BD Insider: Africa's new AI roadmap
In today’s midweek update, we look at; Nigeria’s push for CNG adoption, Kenyan drivers clash with ride-hailing companies over fare prices, Africa’s got a new AI plan.
In today’s midweek update, we look at:
- Nigeria’s push for CNG adoption
- Kenyan drivers clash with ride-hailing companies over fare prices
- Africa’s got a new AI plan
Nigeria’s push for CNG adoption
With the rising price of petrol in Nigeria, there is some good news for ride-hailing drivers. The government has launched a new app to assist drivers in switching from petrol to compressed natural gas (CNG). The app offers real-time information on nearby conversion centres, allows users to book appointments, access discounts, and stay updated on petrol prices.
Why CNG? CNG cars use compressed natural gas as their primary fuel, offering a cleaner and more cost-effective alternative to petrol due to lower emissions. Through the Presidential CNG initiative, the Nigerian government expects this switch to reduce drivers' operational costs and potentially lead to lower passenger fares.
While the initiative holds promise, the app has had initial challenges, including technical difficulties with registration and verification.
The National Agency for Science and Engineering Infrastructure, a government agency, is playing a pivotal role by offering 50% conversion discounts to drivers who sign up and use the app. Nigeria’s ride-hailing union, the Amalgamated Union of App-based Transporters of Nigeria, has criticised the discount as insufficient, pointing out that conversion kits and installations were provided for free to the National Union of Road Transport Workers (NURTW) and the Road Transport Employers Association of Nigeria (RTEAN).
Context: While switching from petrol to CNG is a positive move, potential adopters face some challenges. The initial conversion costs might be steep for ride-hailing drivers, with the federal government announcing in December 2024 that Nigerians could expect to pay between ₦300,000 and ₦600,000 for the conversion.
Additionally, CNG cars typically have a lower driving range compared to petrol cars due to the smaller capacity of CNG tanks. Larger tanks can also occupy more space in the vehicle, and the limited availability of CNG refuelling stations adds another layer of concern.
This isn't a new initiative by the Nigerian government. Back in 2020, the government initiated the conversion of vehicles in the Presidential fleet and the Executive Council of the Federation to run on gas. Successful implementation will be crucial for the CNG initiative to gain momentum in Nigeria.

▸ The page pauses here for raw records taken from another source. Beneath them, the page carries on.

PR #476, opened 2021-06-16
Optimize PostBuild Script

taooceros:
1. Use HashTable to check duplicate dll
2. Use dotnet pack instead of nuget pack

- [ ] Allow squirrel create delta

### DIFF
--- a/Flow.Launcher/Flow.Launcher.csproj
+++ b/Flow.Launcher/Flow.Launcher.csproj
@@ -1,5 +1,4 @@
 ﻿<Project Sdk="Microsoft.NET.Sdk">
-  
   <PropertyGroup>
     <OutputType>WinExe</OutputType>
     <TargetFramework>net5.0-windows10.0.19041.0</TargetFramework>
@@ -12,6 +11,8 @@
     <AppendRuntimeIdentifierToOutputPath>false</AppendRuntimeIdentifierToOutputPath>
     <GenerateAssemblyInfo>false</GenerateAssemblyInfo>
     <SatelliteResourceLanguages>en</SatelliteResourceLanguages>
+    <NuspecFile>../Scripts/flowlauncher.nuspec</NuspecFile>
+    <NuspecProperties>version=$(PackageVersion)</NuspecProperties>
   </PropertyGroup>
 
   <PropertyGroup Condition="'$(Configuration)|$(Platform)'=='Debug|AnyCPU'">
--- a/Scripts/flowlauncher.nuspec
+++ b/Scripts/flowlauncher.nuspec
@@ -3,7 +3,7 @@
   <metadata>
     <id>FlowLauncher</id>
     <title>Flow Launcher</title>
-    <version>$version$</version>
+    <version>1.0.0</version>
     <authors>Flow-Launcher Team</authors>
     <projectUrl>https://github.com/Flow-Launcher/Flow.Launcher</projectUrl>
     <iconUrl>https://raw.githubusercontent.com/Flow-Launcher/Flow.Launcher/master/Flow.Launcher/Images/app.png</iconUrl>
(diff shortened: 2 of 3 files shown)


taooceros:
@JohnTheGr8 Is it possible to download the latest release nupkg to the CI?

JohnTheGr8:
>     1. Use HashTable to check duplicate dll

Does this actually improve performance? I see the build time for this commit (7c242c8505) is as usual, around 3m30s.

>     2. Use dotnet pack instead of nuget pack

IIRC I used `nuget pack` instead of `dotnet pack` because `dotnet pack` did not behave as expected with multiple project references. Seems like this is no longer the case, though.

> @JohnTheGr8 Is it possible to download the latest release nupkg to the CI?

Kenyan drivers clash with ride-hailing companies over fare prices
The dispute between drivers and ride hailing platforms in Kenya has escalated quickly. They are setting their own prices for rides and not giving rides to passengers who don't agree to pay the higher prices they've set.
Drivers are pushing for ride-hailing companies in Kenya to raise the minimum fare from KSh180 ($1.40) to KSh300 ($2.33), a 66.67% increase. They argue that the current rates fail to cover their operational costs, including fuel, vehicle maintenance, and taxes. The drivers are also frustrated with the commission fees charged by the platforms, which they say further cut into their earnings.

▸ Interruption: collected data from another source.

PR #477, opened 2021-06-17
dev branch: switch to python 3.8.9 embeddable

jjw24:
switch to using python 3.8.9 embeddable

1. prompt user if want to manually set python path or use Python Embeddable 3.8.9
2. if user chooses manually set, dialog box opens for selecting the folder
3. if chooses to let flow install python flow will download and extract the Python Embeddable and set it as the python path for use on python plugins

### DIFF
--- a/Flow.Launcher.Core/Flow.Launcher.Core.csproj
+++ b/Flow.Launcher.Core/Flow.Launcher.Core.csproj
@@ -53,7 +53,7 @@
   </ItemGroup>
   
   <ItemGroup>
-    <PackageReference Include="Droplex" Version="1.2.0" />
+    <PackageReference Include="Droplex" Version="1.3.0" />
     <PackageReference Include="FSharp.Core" Version="4.7.1" />
     <PackageReference Include="squirrel.windows" Version="1.5.2" />
   </ItemGroup>
--- a/Flow.Launcher.Core/Flow.Launcher.Core.csproj
+++ b/Flow.Launcher.Core/Flow.Launcher.Core.csproj
@@ -53,7 +53,7 @@
   </ItemGroup>
   
   <ItemGroup>
-    <PackageReference Include="Droplex" Version="1.3.0" />
+    <PackageReference Include="Droplex" Version="1.3.1" />
     <PackageReference Include="FSharp.Core" Version="4.7.1" />
     <PackageReference Include="squirrel.windows" Version="1.5.2" />
   </ItemGroup>
--- a/Flow.Launcher.Core/Plugin/PluginsLoader.cs
+++ b/Flow.Launcher.Core/Plugin/PluginsLoader.cs
@@ -209,7 +209,8 @@ namespace Flow.Launcher.Core.Plugin
                 }
                 else
                 {
-                    DroplexPackage.Drop(App.python3_9_1).Wait();
+                    // Python 3.8.9 is used for Windows 7 compatibility
+                    DroplexPackage.Drop(App.python_3_8_9_embeddable, Path.Combine(DataLocation.DataDirectory(), "Python Embeddable")).Wait();
 
                     var installedPythonDirectory =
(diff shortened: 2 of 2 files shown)


jjw24:
@taooceros @Zeroto521 there is no need to use where.exe or search env PATH to find the python path right? Either set it to the embeddable python executable or ask the users to point it to a python executable themselves.

https://github.com/Flow-Launcher/Flow.Launcher/blob/4909f582254c53a6901dc4bf533c4e66abcf07af/Flow.Launcher.Core/Plugin/PluginsLoader.cs#L124-L147

taooceros:
> @taooceros @Zeroto521 there is no need to use where.exe or search env PATH to find the python path right? Either set it to the embeddable python executable or ask the users to point it to a python executable themselves.
> 
> https://github.com/Flow-Launcher/Flow.Launcher/blob/4909f582254c53a6901dc4bf533c4e66abcf07af/Flow.Launcher.Core/Plugin/PluginsLoader.cs#L124-L147

We can keep it, unless portable is set. If portable is set, I think it would be better to let user choose whether to use the embeddable python.

jjw24:
This doesn't prompt user at all, just silently assigns if paths has python. I think we remove it so it prompts user to download portable or chooses to  set it themselves. Essentially just two options

taooceros:
> This doesn't prompt user at all, just silently assigns if paths has python. I think we remove it so it prompts user to download portable or chooses to set it themselves. Essentially just two options

ok, got you. Maybe we can have another option to detect python path automatically?

jjw24:
From a quick glance It's just grabbing the python path from PATH, there is no need to do this though, because if the user chooses to set it themselves they will know where to set it, and it may not necessarily be in path, it could be their own python env

jjw24:
> > This doesn't prompt user at all, just silently assigns if paths has python. I think we remove it so it prompts user to download portable or chooses to set it themselves. Essentially just two options
> 
> ok, got you. Maybe we can have another option to detect python path automatically?

Well my perspective, no need to do this, because python installation could be anywhere, no point in guessing where it could be.

Zeroto521:
I need some time to do this, I would keep watching this.

jjw24:
I can get it ready, then we can test it out, if it's more intuitive to use the old code we can always add it back in

jjw24:
https://ci.appveyor.com/api/buildjobs/ncb0jvg5cgy9ogj7/artifacts/Output%2FPackages%2FFlow-Launcher-v1.7.2.exe

jjw24:
https://ci.appveyor.com/api/buildjobs/mnnlfrmc5u21egol/artifacts/Output%2FPackages%2FFlow-Launcher-v1.7.2.exe

jjw24:
https://ci.appveyor.com/api/buildjobs/50ksa6gaei14mkff/artifacts/Output%2FPackages%2FFlow-Launcher-v1.7.2.exe

pc223:
> https://ci.appveyor.com/api/buildjobs/50ksa6gaei14mkff/artifacts/Output%2FPackages%2FFlow-Launcher-v1.7.2.exe

I just quick test this build, working pretty well, I tested with 2 plugins, `Flow.Launcher.Plugin.Currency`, `Flow.Launcher.Plugin.Timestamp` (Windows 10 21H1)

Python is downloaded silently, without a progress bar seems a bit awkward in terms of UX, but no big deal 😄 

Python folder is `Python Embeddable`, personally, I try to avoid spaces in paths as much as possible, this might causing bugs in the future if devs don't aware of it. **Maybe drop the space?**

deefrawley (approved):
Tested, works with my CC plugin

jjw24:
>Python is downloaded silently, without a progress bar seems a bit awkward in terms of UX, but no big deal 😄

yeah true, we can add it later, we dont have a progress bar for anything except for the query window.

> Python folder is Python Embeddable, personally, I try to avoid spaces in paths as much as possible, this might causing bugs in the future if devs don't aware of it. Maybe drop the space?

yeah makes sense, will do this in another pr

This has led to strikes by drivers, including a five-day protest on July 15, as they demand higher fares to cope with the rising cost of living. Meanwhile, ride-hailing companies aim to keep fares low to attract and retain cost-conscious customers.

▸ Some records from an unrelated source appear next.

PR #470, opened 2021-06-11
Optimize Exception Handling and Log

taooceros:
1. Introduce Demystifier library to make stacktrace more readable. https://github.com/benaadams/Ben.Demystifier
2. Make QueryResult Method async void to allow exception thrown, which will trigger the report window on runtime.
3. Use ExceptionDispatchInfo in Log.Exception to preserve stacktrace
4. Make NLog log in async, and make Log.Exception not implemented synchronously.
5. Use NLog's exception layout renderer to render exception.
6. Use NLog's OutputDebugStringTarget to print to debug window
7. Change layout to `${logger}->${time}|${level}|${message}` (need discussion)    (Exception layout is similar but too more new line is added before and after Exception block)
    - [x] `PluginManager->21:40:16.0845|Debug|"QueryForPluginAsync"|"Cost for System Commands <14ms>"|`
8. Replace all "prefix|UnPrefix" message to call overload that allow a className and methodName
9. Use Conditional("DEBUG") for Debug method in logger.

The Exception block has been simplified to only Exception.ToString, because that will include message, Exception Type, and Stacktrace. I don't believe extra HResult or TargetSite will help us debugging.

TODO:
- [ ] Unify Program Logger

Some Discussion
- [x] Do we want every exception thrown by plugin to report in a report window? (if not, do we want a message to notice user?)

Future (need discussion)
- [ ] Make Logging system not static class but with per instance logger (which allows NLog to catch callsite)

PR #480, opened 2021-06-20
Handle incompatible plugins from major upgrade

jjw24:
@Flow-Launcher/team thinking of how to handle incompatible plugins after a major upgrade. This is brought about by 1.8.0, but we would likely hit this again in the near future. This is for situations where it is not feasible to provide backwards compatibility, i.e. Everything plugin.

When a plugin is incompatible, I think we can do:

1. mark the plugins in the code that will be incompatible, this is for the dev making the major upgrade to do.
2. either provide a new plugin version release that these incompatible plugins have,
3. or disable these plugins
4. if a plugin has a new compatible version release then download, extract the new plugin and make it ready for use

### DIFF
--- a/Flow.Launcher.Core/Plugin/PluginManager.cs
+++ b/Flow.Launcher.Core/Plugin/PluginManager.cs
@@ -79,6 +79,9 @@ namespace Flow.Launcher.Core.Plugin
         /// <param name="settings"></param>
         public static void LoadPlugins(PluginsSettings settings)
         {
+            if (PluginUpgrader.ForceUpgradeRequired(settings))
+                PluginUpgrader.ForceUpgrade(settings);
+
             _metadatas = PluginConfig.Parse(Directories);
             Settings = settings;
             Settings.UpdatePluginSettings(_metadatas);
--- a/Flow.Launcher.Core/Plugin/PluginUpgrader.cs
+++ b/Flow.Launcher.Core/Plugin/PluginUpgrader.cs
@@ -1,0 +1,41 @@
+﻿using Flow.Launcher.Infrastructure.UserSettings;
+using System;
+using System.Collections.Generic;
+using System.Linq;
+using System.Text;
+using System.Threading.Tasks;
+
+namespace Flow.Launcher.Core.Plugin
+{
+    public static class PluginUpgrader
+    {
+        /// <summary>
+        /// Indicates these plugins need to have version greater than currently recorded
+        /// </summary>
+        private static readonly Dictionary<string, PluginVersion> PluginsUpgradeRequiredVersion = new()
+        {
+            { "D2D2C23B084D411DB66FE0C79D6C2A6E", new PluginVersion { ForceUpgradeRequiredVersion = "1.4.9" }  }
+        };
+
+        internal static void ForceUpgrade(PluginsSettings settings)
+        {
+            // if new version is added for PluginVersion.NewVersionDownloadUrl=> remove older plugin, download & extract
+            // if PluginVersion.NewVersionDownloadUrl does not contain new version url, disable plugin and prompt to notify user
+        }
+
+        internal static bool ForceUpgradeRequired(PluginsSettings settings)
+        {
+            return 
+                settings.Plugins
+                .Any(t1 => PluginsUpgradeRequiredVersion
+                            .Any(x => x.Key == t1.Key && x.Value.ForceUpgradeRequiredVersion == t1.Value.Version));
+        }
+    }
+
+    internal class PluginVersion
+    {
+        internal string ForceUpgradeRequiredVersion;
+
+        internal string NewVersionDownloadUrl = string.Empty;
+    }
+}


pc223:
To further safe guard againts future bugs :bug: and incompatibility, I think Flow should tell users **where to get help** when errors happen in general :smile:

Like, "BOOM! Error: ExceptionBlaBlaBla: Please go to ... to get help".

Maybe with some contact info like:
- Github issues
- Discord
- Maintainer email?
- Project email? (googlegroups? - Normal users tend to prefer emails more than Github :thinking:)

Maybe some kind of instructions to get logs file/write bug report.

If possible, some kind of auto-capture context data, to help with postmortem debugging. I'm pretty sure C# has some kind of debugging tools like that. (`serilog`?)

taooceros:
> To further safe guard againts future bugs 🐛 and incompatibility, I think Flow should tell users **where to get help** when errors happen in general 😄
> 
> Like, "BOOM! Error: ExceptionBlaBlaBla: Please go to ... to get help".
> 
> Maybe with some contact info like:
> 
> * Github issues
> * Discord
> * Maintainer email?
> * Project email? (googlegroups? - Normal users tend to prefer emails more than Github 🤔)
> 
> Maybe some kind of instructions to get logs file/write bug report.
> 
> If possible, some kind of auto-capture context data, to help with postmortem debugging. I'm pretty sure C# has some kind of debugging tools like that. (`serilog`?)

Flow already have that if a outside bug is triggered. However, the current build will only trigger that if exception other than plugins exception is thrown. #470 is trying to make that perform better.

taooceros:
> Project email? (googlegroups? - Normal users tend to prefer emails more than Github 🤔)

Regarding this, there's an interesting project doing this. https://fire.fundersclub.com/#SetUp

taooceros:
A few thought
1. PluginsManager need to be changed to detect the latest supported plugin version for a specific Flow version
2. Plugin developer will also need to mention supported Flow version (probably in plugin.json?).
3. PluginsManifest need to be changed to include more release version and the supported version information. Probably, users may be allowed to choose which version to download.
4. I don't think these information should be included in Flow like this commit except for the current everything plugin. They should be included in Plugins' repo.

jjw24:
> > Project email? (googlegroups? - Normal users tend to prefer emails more than Github 🤔)
> 
> Regarding this, there's an interesting project doing this. https://fire.fundersclub.com/#SetUp

this is good, we should set up this

jjw24:
> A few thought
> 
> 1. PluginsManager need to be changed to detect the latest supported plugin version for a specific Flow version
> 2. Plugin developer will also need to mention supported Flow version (probably in plugin.json?).
> 3. PluginsManifest need to be changed to include more release version and the supported version information. Probably, users may be allowed to choose which version to download.

is 1-3 to solve downloading latest plugins that old version of flow does not support?

jjw24:
Alternative we can actually add backwards compatibility by re-adding the old methods and classes and updating the new class+ methods to a different name: https://github.com/Flow-Launcher/Flow.Launcher/pull/481

Technicality wise, what do you think? @taooceros

pc223:
> > > Project email? (googlegroups? - Normal users tend to prefer emails more than Github 🤔)
> > 
> > 
> > Regarding this, there's an interesting project doing this. https://fire.fundersclub.com/#SetUp
> 
> this is good, we should set up this

Should tell plugin-dev to provide email too. Maybe put the email field in `plugin.json`? (make sure they aware that this email is going to be public)

I surprise that Github doesn't have built-in support for email 😮 

> Alternative we can actually add backwards compatibility by re-adding the old methods and classes and updating the new class+ methods to a different name: #481
> 
> Technicality wise, what do you think? @taooceros

I prefer this approach, But, have to make plugin-dev knows that they using old API, and Flow will end support for that API in the future, so that plugin-dev knows to upgrade to the new API.

I prefer a Msgbox warning ⚠️ when Flow runs, so that even normal-users aware of the plugin is using an old API, maybe users should consider using alternative plugins. (Kind of pressure plugin-dev to update 😅 )

And a lot of the time, plugin-dev _is_ normal-users too => don't read the new Flow-docs => don't aware of changes of API => Flow have to force them a bit 😅

taooceros:
> Alternative we can actually add backwards compatibility by re-adding the old methods and classes and updating the new class+ methods to a different name: #481
> 
> Technicality wise, what do you think? @taooceros

I think currently no old methods is removed, so no other plugins are currently incompatible (at least those plugin in my computer). Everything plugin is not compatible because of the reference to Old_Infrasturature.dll.

taooceros:
> I surprise that Github doesn't have built-in support for email 😮

I guess they do this because they would like people to at least register an account. Github do allows people to respond issue with email.

> I prefer this approach, But, have to make plugin-dev knows that they using old API, and Flow will end support for that API in the future, so that plugin-dev knows to upgrade to the new API.

> I prefer a Msgbox warning ⚠️ when Flow runs, so that even normal-users aware of the plugin is using an old API, maybe users should consider using alternative plugins. (Kind of pressure plugin-dev to update 😅 )

> And a lot of the time, plugin-dev is normal-users too => don't read the new Flow-docs => don't aware of changes of API => Flow have to force them a bit 😅

Good idea

taooceros:
> is 1-3 to solve downloading latest plugins that old version of flow does not support?

Is for downloading latest plugins that old version of flow does support (it would be more possible that a version of plugin is not supported by older version of flow comparing to a newer version of flow).

jjw24:
This pr will not go ahead. New changes are in https://github.com/Flow-Launcher/Flow.Launcher/pull/481, which adds backwards compatibility via restoring previous class and interface used by Everything plugin.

Uber has however cautioned drivers that charging extra fees could result in suspension or permanent removal from the platform.
Context: Previously, the Ministry of Transport and the National Transport and Safety Authority (NTSA) have tried to help drivers and ride-hailing companies agree on fare prices but so far, no agreement has been reached.
The strikes and fare disputes have disrupted transportation services in Kenya, and both parties will need to reach an agreement soon to prevent this issue from recurring.
Africa’s got a new AI plan
AI adoption in Africa could see significant growth in the coming years following the African Union's (AU) approval of a new AI strategy. This strategy aims to boost the use of AI across public and private sectors in all member states.
This strategy emphasises the importance of building local AI capacity, including infrastructure, talent, and governance frameworks. By investing in AI research, development, and education, Africa aims to reduce its reliance on foreign technology and create homegrown solutions to address its unique challenges.
The AU plans to roll out this new strategy in two phases between 2025 and 2030. The first phase (2025 to 2026) will focus on setting up governmental frameworks, national AI strategies, resource mobilisation, and capacity building. The second phase will focus on implementing core projects.
Context: Only Mauritius, Algeria, Egypt, Rwanda, Benin and Senegal have developed national AI strategies in Africa. While countries like Nigeria, Ghana, Kenya, Ethiopia, South Africa and Uganda have taken steps to define their AI policies.
While the continent faces limited data and infrastructure hurdles, the AU's strategy signals a concerted effort to overcome these obstacles.
Successful implementation of the strategy will require sustained political commitment, substantial investments, and a focus on developing human capital.